Location
- Country: United States
- State: New Hampshire
- County: Coos
- Town and township: Pittsburg, Atkinson & Gilmanton Grant

Physical characteristics
- Source: Confluence of Roby Brook and Rowell Brook
- • location: Pittsburg
- • coordinates: 45°0′59″N 71°10′18″W﻿ / ﻿45.01639°N 71.17167°W
- • elevation: 1,460 ft (450 m)
- Mouth: Dead Diamond River
- • location: Atkinson & Gilmanton Grant
- • coordinates: 45°0′9″N 71°8′55″W﻿ / ﻿45.00250°N 71.14861°W
- • elevation: 1,438 ft (438 m)
- Length: 2.7 mi (4.3 km)

Basin features
- • left: Middle Branch Dead Diamond River
- • right: Cascade Brook

= West Branch Dead Diamond River =

The West Branch of the Dead Diamond River is a 2.7 mi river in northern New Hampshire in the United States. It is a tributary of the Dead Diamond River, located in the Androscoggin River watershed of Maine and New Hampshire.

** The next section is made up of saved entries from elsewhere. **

PR #2056, opened 2025-10-22
fix(client): editing a job now works and uses the correct components …

travon-speller:
…and time

## Description

Editing a job always failed and it used a default cronExpression rather than the one for the job. Custom cron expression only accepted numbers or an asterisk.
## Changes Made

Removed the extra asterisk when clicking save for editing which was causing the cronExpression to be invalid.
Pass in the cronExpression instead of the whole builder to show the correct times.
Added extra validations to show the custom job when the cronExpression doesn't have numbers for minutes or hours.
Created a new custom cron validator to accept all legitimate cron inputs.
## How to Test

1. Go to the jobs page
2. Click edit on a job
3. Should see the time set as the jobs time.
4. should be able to make changes and click save and the changes persist
5. should be able to add custom cron input with slashes, commas, and dashes


packages/client/src/pages/jobs/JobCustomFrequencyBuilder.tsx
```diff
@@ -1,12 +1,11 @@
 import { useEffect, useState } from "react";
 import { Stack, TextField } from "@semoss/ui";
-import type { JobBuilder } from "./job.types";
```
antgibson96, line 3: why are we moving from job builder to just a string? do we lose anything here?

travon-speller: we were only using the cronExpression in the builder so just simplified it to just pass in the cronExpression instead of the whole builder object.

antgibson96 (approved):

The West Branch of the Dead Diamond River rises in a southern corner of the town of Pittsburg, New Hampshire, at the juncture of Rowell and Roby brooks. Flowing southeast, it passes into the township of Atkinson and Gilmanton Academy Grant, where it joins the East Branch to form the Dead Diamond River. The Middle Branch of the Dead Diamond joins the West Branch shortly before the West and East branches join.